# How do you price your rhinestone transfers??



## Mistyann (Dec 28, 2009)

My friend and I have a rhinestone apparel company. (We just started a couple of months ago) Anyway, I just bought the knk maxx to make the templates for the transfers and I'm not sure how to price the transfers. I don't want to charge too much and rip off my own company....but I don't want to charge so little that it's not worth my time and I resent the extra work.
Is anyone willing to give me the formula they use to figure pricing? You can email me privately too. Thanks so much!


----------



## charles95405 (Feb 1, 2007)

I think this was addressed in another thread...but basically figure your cost PER STONE..count the number of stones in the design plus add the cost of the template material and then the cost of the backboard.
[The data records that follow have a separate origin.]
PR #117, opened 2026-06-28
fix(gui-auth): re-provision full token pair to CLI on reactive refresh

tanveergill:
Part of the **auth refresh-token grace window** work (client-side; ticket `fix2-reactive-reprovision`).

The GUI re-seeds the CLI credentials file, but on a **reactive** refresh only the bearer was re-seeded (refresh token left stale) — so the file could hold a fresh bearer beside a spent refresh token. This adds `ensureLocalProvisioning(token, refreshToken)` on the reactive rotate path (`revalidateCurrentContextOnce`), mirroring the proactive path, so the file always carries the full rotated pair.

- `clients/gui-app/src/lib/auth/auth-service.ts`: full-pair re-provision on the same-user reactive rotate branch.
- Seeder dedupe (`CliCredentialSeeder`) confirmed unaffected.

Tests: gui-app auth suite 44/44 (2 new + 42 existing); eslint clean.

🤖 Generated with [Claude Code](https://claude.com/claude-code)

PR #119, opened 2026-06-28
auth: refresh-token grace-window client hardening (reject-adopt + reactive re-provision + 409 mapping)

tanveergill:
Consolidated **auth refresh-token grace window** client-side work — three independent changes (zero file overlap) on one branch.

### 1. Reject re-read/adopt — `clients/shared/auth/bearer-revalidator.ts`
On a rejected refresh, bounded-poll the store and **adopt** a sibling's freshly-rotated token instead of concluding `rejected` — closes a spurious-failure window for racing refreshers (CLI monitor + one-shot commands) whose refresh lands outside the server grace window. CLI call sites pass the injected delay. GUI intentionally unchanged (it has its own identity-safe `signOutIfRefreshCredentialDead`).

### 2. Reactive full-pair re-provision — `clients/gui-app/.../auth-service.ts`
On a **reactive** refresh the GUI now re-provisions the FULL pair (`ensureLocalProvisioning(token, refreshToken)`) to the CLI credentials file, mirroring the proactive path — so the file never holds a fresh bearer beside a spent refresh token.

### 3. 409 → network-error mapping — `clients/shared/auth/auth-validation.ts`
Companion to the authn grace-window server change (traycerai/traycer-internal#4144): maps the new HTTP 409 (concurrent refresh mid-rotation) to `network-error` so a racing loser retries instead of signing out.

Verified together: gui-app + traycer-cli compile clean; shared/auth 21 + gui-app/auth 44 tests green; all three commits DCO-signed.

Supersedes the per-ticket PRs #116 / #117 / #118.

### DIFF
--- a/clients/gui-app/src/lib/auth/__tests__/auth-service.test.ts
+++ b/clients/gui-app/src/lib/auth/__tests__/auth-service.test.ts
@@ -1340,7 +1340,11 @@ describe("AuthService", () => {
       const service = trackService(new AuthService({ runnerHost: host }));
       await service.start();
       await service.signIn();
-      host.emitAuthCallback({ code: "old-token" });
+      host.deviceFlow.emitResult({
+        kind: "authorized",
+        token: "old-token",
+        refreshToken: "old-token-refresh",
+      });
       await vi.waitFor(() => {
         expect(useAuthStore.getState().status).toBe("signed-in");
       });
--- a/clients/gui-app/src/lib/auth/__tests__/auth-service.test.ts
+++ b/clients/gui-app/src/lib/auth/__tests__/auth-service.test.ts
@@ -1324,5 +1324,108 @@ describe("AuthService", () => {
       expect(hostB.openedExternalLinks).toHaveLength(0);
       expect(hostB.deviceFlow.startCalls).toBe(0);
     });
+
+    it("re-provisions the FULL pair to the local CLI on a reactive refresh", async () => {
+      const cli = new MockTraycerCli();
+      const host = new MockRunnerHost({
+        signInUrl:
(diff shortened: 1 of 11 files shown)


tanveergill:
Addressed CodeRabbit's auth-service finding (post-sign-out reprovision) in `dc1eb0d`:

- Provision and deprovision now serialize on a single chain (`enqueueCredentialOp`), so a provisioning retry can never interleave with — and land after — a concurrent sign-out's `cliLogout`.
- Each provision re-checks staleness once it holds the chain and skips the write if the session no longer matches the rotated token (`currentBearer !== token`, which `applySignedOut()` nulls). Sign-in keeps an `isDisposed`-only guard since it provisions *before* `currentBearer` is set.

Verified: gui-app compile clean, auth-service suite 44/44, eslint clean.

tanveergill:
Addressed CodeRabbit's identity-gate finding in `4857ba1`:

- `BearerStore.read()` now surfaces the persisted `userId` (new `StoredBearer` type; `cliBearerStore.read()` returns `stored.user.id`).
- **All three** adopt sites in `createBearerRevalidator` — before-refresh (STEP-1), the reject re-read loop (the flagged one), and the post-refresh sibling-rotated check (STEP-3) — now gate adoption on `persisted.userId === lease.identity.userId`. On mismatch we don't adopt. This mirrors the GUI `AuthService`'s deliberate refusal to blind-adopt the shared shell token.
- Added two identity-mismatch tests (a different account's token is not adopted, at STEP-1 and on the reject re-read).

Verified: cli + gui-app compile clean; shared/auth 23/23, gui-app/auth 48/48, cli monitor+host-rpc 12/12; eslint clean. DCO-signed.

PR #127, opened 2026-06-28
feat(gui,protocol): render a backgrounded subagent's live progress across the turn boundary

hdkshingala:
## Summary

Renders a backgrounded Claude subagent's live progress across the turn boundary — the **GUI + protocol** half of the background-task auto-resume feature. Pairs with the host-side change in `traycer-internal`.

- **protocol / accumulator**: on a **clean** `turn.completed`, keep a still-`streaming` subagent block streaming instead of finalizing it. A synchronous subagent's result returns to the model *before* the model finishes, so a subagent still running at a clean turn end is backgrounded and outlives the turn. `turn.stopped` / `turn.interrupted` still finalize it.
- **gui / chat store**: route a detached subagent's events (`subagent.*` by `blockId`; nested tool/file events by `parentBlockId`) to the **settled** message that owns its card, so updates after the foreground turn ends aren't dropped or mis-applied to a later turn. Falls back to active-turn routing when no message owns the block.

No wire-format change; both behaviors use existing schema/events.

## Validation

- `gui-app` compile green · accumulator tests **67/67**.
- Confirmed on the real host (`make dev-desktop`): the subagent card shows live progress through the background wait and finalizes on completion; no stray `<task-notification>` bubble on reload.

## Open review follow-ups (draft — to address in next commits)

From the focused review (`reviews/bg-subagent-realhost-fixes-review`):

Now you have raw costs. add your own labor costs...what do you think you are worth per hour...and now you have your cost..price accordingly for your area.. If you are working with a clients art..charge for any re-work/vectorizing you do... If you are doing one off...then you cost will be higher...I price higher for the first one...less on more copies of same image as I don't have to re-do or re-cut or use other template material. Finally you will have to factor in what is going on in your area. I will sell a design in California for more than one might charge in other states


----------



## Mistyann (Dec 28, 2009)

Thanks Charles.....it seems like all the websites are all pretty consistent in price. I was hoping maybe someone had come up with any easy calculation, like so much per stone plus $2.00...or something like that.


----------